*** DATA EXTRACT ***

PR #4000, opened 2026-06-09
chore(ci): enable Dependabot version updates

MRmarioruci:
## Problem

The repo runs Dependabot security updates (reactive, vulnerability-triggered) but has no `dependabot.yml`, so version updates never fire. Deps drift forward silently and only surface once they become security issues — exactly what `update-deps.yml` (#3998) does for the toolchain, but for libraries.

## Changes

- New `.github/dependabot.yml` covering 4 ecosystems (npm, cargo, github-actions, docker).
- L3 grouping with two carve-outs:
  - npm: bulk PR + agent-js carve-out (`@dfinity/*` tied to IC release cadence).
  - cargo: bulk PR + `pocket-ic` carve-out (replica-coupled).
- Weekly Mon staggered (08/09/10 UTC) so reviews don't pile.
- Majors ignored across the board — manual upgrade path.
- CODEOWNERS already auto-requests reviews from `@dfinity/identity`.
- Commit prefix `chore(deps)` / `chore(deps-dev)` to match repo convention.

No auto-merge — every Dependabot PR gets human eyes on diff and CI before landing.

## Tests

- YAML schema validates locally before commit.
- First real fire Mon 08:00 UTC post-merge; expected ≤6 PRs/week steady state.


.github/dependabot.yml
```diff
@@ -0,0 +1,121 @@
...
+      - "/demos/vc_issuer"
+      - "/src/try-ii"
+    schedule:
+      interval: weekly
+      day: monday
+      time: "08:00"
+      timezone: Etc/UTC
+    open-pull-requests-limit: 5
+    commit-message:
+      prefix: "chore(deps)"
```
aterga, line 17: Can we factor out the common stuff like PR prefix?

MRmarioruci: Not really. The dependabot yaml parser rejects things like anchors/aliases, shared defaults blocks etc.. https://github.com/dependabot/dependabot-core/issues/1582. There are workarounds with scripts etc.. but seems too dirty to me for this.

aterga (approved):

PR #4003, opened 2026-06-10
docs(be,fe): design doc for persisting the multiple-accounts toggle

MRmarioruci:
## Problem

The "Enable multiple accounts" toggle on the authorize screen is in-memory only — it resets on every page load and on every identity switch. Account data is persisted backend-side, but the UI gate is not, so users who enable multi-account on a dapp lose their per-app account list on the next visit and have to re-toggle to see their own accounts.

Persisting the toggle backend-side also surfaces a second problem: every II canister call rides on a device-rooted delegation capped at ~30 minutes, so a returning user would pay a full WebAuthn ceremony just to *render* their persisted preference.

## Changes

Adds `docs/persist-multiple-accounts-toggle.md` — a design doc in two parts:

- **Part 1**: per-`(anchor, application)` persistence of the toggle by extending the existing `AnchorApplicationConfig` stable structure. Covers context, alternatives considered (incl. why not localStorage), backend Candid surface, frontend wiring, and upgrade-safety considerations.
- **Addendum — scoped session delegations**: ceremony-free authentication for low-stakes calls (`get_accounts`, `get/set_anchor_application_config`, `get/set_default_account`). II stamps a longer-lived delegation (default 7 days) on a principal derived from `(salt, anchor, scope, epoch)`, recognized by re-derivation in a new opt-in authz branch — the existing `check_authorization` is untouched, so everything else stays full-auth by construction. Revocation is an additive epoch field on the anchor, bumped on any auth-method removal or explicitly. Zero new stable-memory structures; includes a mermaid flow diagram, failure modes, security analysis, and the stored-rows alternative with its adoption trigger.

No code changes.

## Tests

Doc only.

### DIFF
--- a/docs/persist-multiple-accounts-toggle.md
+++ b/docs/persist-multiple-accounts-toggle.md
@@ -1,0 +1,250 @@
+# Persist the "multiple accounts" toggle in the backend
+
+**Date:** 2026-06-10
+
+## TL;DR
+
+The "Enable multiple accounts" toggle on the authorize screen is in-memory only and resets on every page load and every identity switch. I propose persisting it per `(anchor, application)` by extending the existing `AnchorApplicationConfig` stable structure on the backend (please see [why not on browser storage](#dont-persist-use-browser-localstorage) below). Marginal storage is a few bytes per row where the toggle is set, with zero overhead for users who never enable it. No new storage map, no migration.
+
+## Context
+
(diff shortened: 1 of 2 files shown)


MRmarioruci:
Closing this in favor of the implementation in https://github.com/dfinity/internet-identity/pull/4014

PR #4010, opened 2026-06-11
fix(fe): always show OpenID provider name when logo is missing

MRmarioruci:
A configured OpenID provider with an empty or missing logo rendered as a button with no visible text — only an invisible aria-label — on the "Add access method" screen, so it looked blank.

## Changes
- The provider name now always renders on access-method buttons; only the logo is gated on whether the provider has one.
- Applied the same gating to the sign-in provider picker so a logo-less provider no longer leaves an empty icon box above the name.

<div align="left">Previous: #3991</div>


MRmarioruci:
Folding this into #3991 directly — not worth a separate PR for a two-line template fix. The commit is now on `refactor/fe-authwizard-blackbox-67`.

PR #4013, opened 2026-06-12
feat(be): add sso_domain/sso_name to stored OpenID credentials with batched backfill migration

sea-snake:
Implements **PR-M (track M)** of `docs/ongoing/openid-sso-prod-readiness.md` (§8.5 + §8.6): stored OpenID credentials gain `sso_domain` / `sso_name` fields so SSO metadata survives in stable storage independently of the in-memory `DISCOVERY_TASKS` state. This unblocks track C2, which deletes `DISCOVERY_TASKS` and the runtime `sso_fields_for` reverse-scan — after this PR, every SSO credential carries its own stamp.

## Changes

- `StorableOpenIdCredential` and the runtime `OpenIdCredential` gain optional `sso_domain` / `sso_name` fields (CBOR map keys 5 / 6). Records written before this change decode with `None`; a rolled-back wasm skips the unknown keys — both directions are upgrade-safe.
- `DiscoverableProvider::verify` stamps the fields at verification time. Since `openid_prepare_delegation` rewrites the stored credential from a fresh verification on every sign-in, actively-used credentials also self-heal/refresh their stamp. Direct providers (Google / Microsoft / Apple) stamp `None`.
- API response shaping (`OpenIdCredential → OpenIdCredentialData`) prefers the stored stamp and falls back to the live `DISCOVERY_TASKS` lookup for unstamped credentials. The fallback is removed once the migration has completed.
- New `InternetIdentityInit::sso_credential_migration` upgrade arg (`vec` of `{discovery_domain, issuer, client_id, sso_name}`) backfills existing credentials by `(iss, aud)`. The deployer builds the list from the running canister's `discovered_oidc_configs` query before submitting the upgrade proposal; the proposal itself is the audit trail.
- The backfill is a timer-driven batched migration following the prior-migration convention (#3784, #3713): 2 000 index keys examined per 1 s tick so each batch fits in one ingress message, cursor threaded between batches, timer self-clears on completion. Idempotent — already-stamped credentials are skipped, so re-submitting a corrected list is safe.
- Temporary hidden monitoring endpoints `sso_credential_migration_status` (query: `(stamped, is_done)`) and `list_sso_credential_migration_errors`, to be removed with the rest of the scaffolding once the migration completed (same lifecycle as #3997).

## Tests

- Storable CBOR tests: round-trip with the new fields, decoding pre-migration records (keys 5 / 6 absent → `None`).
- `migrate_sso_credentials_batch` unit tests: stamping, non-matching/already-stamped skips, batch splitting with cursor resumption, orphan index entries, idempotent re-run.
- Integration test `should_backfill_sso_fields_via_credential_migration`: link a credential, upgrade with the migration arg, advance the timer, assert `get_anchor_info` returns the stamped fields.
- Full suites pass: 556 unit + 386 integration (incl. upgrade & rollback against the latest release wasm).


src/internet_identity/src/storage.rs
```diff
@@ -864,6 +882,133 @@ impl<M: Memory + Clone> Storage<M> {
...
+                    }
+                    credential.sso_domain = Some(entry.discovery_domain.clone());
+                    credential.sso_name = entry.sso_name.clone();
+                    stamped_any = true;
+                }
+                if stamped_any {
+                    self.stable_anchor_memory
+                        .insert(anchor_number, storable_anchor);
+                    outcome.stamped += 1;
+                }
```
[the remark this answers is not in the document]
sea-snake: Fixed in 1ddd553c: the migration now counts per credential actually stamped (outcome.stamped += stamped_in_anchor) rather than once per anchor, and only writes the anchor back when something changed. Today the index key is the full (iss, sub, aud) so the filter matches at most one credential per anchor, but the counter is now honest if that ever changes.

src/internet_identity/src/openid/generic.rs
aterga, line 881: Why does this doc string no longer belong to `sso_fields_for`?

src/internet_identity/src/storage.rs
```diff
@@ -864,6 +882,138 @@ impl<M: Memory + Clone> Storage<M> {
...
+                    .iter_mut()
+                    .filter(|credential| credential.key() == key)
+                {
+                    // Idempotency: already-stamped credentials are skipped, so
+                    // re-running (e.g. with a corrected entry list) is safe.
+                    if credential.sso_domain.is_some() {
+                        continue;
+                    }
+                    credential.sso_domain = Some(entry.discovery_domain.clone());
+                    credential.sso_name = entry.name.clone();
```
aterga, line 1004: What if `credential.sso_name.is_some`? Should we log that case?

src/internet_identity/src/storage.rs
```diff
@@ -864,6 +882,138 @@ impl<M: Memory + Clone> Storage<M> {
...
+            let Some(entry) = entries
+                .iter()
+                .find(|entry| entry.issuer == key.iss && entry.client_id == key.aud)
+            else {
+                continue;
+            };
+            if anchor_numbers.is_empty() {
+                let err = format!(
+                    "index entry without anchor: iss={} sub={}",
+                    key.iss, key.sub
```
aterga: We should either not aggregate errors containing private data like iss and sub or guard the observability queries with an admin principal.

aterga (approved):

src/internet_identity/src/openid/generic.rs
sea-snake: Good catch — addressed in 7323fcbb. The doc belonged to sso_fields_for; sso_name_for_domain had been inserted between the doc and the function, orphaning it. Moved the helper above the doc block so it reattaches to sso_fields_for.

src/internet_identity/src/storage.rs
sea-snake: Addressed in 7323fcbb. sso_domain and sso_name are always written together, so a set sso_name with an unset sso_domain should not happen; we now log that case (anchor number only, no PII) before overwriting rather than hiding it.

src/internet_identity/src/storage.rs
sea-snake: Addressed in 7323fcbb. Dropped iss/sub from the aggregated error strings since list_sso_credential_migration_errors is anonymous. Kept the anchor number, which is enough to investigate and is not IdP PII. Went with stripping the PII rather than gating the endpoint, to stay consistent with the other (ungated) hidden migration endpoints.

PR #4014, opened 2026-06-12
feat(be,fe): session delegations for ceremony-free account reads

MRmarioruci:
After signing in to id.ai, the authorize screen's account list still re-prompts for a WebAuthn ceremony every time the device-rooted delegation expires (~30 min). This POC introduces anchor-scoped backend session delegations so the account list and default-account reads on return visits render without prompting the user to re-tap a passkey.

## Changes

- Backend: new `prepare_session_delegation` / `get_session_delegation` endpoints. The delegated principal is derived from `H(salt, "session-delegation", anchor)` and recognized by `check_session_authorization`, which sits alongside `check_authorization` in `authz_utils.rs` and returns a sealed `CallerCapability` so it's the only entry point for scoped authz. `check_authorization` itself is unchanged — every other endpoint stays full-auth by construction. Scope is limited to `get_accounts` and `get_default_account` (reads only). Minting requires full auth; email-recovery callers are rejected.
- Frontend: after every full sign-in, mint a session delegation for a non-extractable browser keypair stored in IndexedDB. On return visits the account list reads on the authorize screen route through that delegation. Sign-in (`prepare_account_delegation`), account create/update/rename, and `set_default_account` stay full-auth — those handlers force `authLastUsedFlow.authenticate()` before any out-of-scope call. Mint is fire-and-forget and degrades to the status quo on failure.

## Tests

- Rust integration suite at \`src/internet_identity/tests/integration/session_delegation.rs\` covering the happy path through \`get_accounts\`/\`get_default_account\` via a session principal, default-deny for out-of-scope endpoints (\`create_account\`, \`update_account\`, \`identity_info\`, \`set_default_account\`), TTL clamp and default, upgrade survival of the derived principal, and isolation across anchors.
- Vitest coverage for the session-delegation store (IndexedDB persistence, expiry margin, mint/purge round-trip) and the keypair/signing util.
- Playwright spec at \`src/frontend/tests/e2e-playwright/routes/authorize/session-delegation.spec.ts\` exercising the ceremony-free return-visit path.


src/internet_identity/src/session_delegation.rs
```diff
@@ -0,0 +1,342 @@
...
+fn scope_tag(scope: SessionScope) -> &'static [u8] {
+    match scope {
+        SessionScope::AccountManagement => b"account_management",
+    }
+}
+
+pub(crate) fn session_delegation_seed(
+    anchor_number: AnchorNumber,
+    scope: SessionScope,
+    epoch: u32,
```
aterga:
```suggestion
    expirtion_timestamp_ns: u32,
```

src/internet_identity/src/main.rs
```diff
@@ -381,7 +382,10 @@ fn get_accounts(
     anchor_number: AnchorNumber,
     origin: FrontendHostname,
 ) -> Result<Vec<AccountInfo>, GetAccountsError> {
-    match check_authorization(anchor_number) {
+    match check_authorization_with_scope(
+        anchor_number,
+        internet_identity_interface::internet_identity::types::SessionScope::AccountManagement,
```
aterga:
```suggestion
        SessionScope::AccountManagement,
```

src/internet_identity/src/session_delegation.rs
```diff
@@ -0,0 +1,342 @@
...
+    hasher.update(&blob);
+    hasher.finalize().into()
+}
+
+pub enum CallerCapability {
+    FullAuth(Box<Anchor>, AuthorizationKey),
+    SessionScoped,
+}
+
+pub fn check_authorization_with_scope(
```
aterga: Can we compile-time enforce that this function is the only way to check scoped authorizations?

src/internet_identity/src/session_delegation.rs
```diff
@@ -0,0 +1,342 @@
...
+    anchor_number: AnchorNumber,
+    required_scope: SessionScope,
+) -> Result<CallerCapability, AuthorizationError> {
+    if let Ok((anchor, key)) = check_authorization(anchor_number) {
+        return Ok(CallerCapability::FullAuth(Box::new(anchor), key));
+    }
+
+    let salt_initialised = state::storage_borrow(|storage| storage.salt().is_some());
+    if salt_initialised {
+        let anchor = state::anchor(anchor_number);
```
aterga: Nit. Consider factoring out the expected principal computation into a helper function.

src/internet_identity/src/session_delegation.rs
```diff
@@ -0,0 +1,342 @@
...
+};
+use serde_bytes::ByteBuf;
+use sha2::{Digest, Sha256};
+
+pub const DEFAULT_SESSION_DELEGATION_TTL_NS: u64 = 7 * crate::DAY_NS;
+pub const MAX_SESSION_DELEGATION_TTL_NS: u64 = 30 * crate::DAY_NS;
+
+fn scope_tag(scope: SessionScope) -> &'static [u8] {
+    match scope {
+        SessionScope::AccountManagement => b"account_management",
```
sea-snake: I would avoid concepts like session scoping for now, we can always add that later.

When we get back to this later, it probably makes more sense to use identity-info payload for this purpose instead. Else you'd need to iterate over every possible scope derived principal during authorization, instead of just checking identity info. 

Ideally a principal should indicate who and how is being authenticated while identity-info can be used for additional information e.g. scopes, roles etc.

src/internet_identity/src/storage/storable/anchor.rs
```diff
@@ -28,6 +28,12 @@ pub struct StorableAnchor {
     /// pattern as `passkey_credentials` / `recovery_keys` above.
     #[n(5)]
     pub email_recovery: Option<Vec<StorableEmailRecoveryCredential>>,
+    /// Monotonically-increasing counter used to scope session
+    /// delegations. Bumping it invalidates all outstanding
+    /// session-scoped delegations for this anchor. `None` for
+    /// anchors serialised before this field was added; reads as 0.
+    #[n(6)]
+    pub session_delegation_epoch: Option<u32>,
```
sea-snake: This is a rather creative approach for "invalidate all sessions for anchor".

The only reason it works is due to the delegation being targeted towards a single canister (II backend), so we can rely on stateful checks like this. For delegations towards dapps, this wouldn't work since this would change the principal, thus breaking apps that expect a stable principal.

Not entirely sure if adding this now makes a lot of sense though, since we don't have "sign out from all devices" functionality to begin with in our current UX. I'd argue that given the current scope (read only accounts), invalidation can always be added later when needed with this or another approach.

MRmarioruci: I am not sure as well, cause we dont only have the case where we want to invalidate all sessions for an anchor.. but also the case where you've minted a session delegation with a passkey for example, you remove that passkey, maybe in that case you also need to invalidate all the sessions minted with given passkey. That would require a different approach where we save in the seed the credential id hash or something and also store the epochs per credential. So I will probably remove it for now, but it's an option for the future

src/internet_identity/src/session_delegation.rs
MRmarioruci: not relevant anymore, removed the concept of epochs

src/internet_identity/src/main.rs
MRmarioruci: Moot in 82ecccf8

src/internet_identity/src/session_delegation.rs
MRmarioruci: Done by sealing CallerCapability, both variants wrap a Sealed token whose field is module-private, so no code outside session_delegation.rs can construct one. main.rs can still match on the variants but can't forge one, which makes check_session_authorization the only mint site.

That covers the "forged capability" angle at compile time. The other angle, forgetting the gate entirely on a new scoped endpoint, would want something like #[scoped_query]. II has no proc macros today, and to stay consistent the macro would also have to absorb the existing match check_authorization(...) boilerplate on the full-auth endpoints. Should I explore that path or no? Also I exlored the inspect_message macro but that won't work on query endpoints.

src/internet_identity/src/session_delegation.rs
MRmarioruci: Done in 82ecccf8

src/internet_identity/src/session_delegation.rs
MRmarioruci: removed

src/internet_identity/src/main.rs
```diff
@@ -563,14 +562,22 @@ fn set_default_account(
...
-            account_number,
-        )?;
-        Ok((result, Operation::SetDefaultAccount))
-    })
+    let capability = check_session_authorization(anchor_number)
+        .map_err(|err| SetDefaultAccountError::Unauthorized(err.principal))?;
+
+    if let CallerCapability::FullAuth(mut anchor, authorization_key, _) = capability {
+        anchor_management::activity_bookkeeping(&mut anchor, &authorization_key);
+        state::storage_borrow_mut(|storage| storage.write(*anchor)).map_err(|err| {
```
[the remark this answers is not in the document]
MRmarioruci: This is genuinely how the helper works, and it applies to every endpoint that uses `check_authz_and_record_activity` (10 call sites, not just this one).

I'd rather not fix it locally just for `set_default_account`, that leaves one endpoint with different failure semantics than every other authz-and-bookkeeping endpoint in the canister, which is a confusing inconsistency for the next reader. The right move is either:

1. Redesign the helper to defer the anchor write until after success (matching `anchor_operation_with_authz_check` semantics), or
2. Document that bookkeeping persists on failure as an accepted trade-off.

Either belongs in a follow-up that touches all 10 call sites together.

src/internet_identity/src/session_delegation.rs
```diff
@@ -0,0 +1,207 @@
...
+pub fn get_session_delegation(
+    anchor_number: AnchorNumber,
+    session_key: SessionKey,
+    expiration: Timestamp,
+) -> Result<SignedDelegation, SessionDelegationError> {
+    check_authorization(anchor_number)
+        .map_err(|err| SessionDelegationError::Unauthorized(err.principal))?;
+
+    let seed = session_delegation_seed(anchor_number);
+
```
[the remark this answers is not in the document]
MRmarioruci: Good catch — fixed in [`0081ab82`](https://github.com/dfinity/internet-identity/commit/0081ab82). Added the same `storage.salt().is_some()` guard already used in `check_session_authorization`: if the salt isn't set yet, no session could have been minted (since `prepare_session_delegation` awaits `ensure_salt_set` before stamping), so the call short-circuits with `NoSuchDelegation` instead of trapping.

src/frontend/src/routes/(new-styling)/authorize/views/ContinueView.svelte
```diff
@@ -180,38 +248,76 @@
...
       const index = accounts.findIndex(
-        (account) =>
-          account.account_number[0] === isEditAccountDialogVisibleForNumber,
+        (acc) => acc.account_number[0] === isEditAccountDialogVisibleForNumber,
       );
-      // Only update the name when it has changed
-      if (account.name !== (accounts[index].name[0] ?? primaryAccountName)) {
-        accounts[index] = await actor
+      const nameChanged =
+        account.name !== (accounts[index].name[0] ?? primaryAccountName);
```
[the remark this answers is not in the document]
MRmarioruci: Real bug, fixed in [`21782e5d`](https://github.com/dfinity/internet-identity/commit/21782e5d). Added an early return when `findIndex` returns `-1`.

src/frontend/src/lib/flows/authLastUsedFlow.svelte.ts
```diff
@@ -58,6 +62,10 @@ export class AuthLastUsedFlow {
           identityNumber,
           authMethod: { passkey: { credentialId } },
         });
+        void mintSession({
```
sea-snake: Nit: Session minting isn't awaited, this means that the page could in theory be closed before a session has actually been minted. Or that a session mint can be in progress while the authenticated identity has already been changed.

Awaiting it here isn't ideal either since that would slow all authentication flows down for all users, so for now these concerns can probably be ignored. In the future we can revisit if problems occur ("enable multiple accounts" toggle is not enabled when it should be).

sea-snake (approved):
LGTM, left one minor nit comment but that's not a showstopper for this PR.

***

### EXERCISE DETAILS
Select and copy every line from the records that includes the word "crate".

### WRITTEN RESPONSE
+pub(crate) fn session_delegation_seed(
+pub const DEFAULT_SESSION_DELEGATION_TTL_NS: u64 = 7 * crate::DAY_NS;
+pub const MAX_SESSION_DELEGATION_TTL_NS: u64 = 30 * crate::DAY_NS;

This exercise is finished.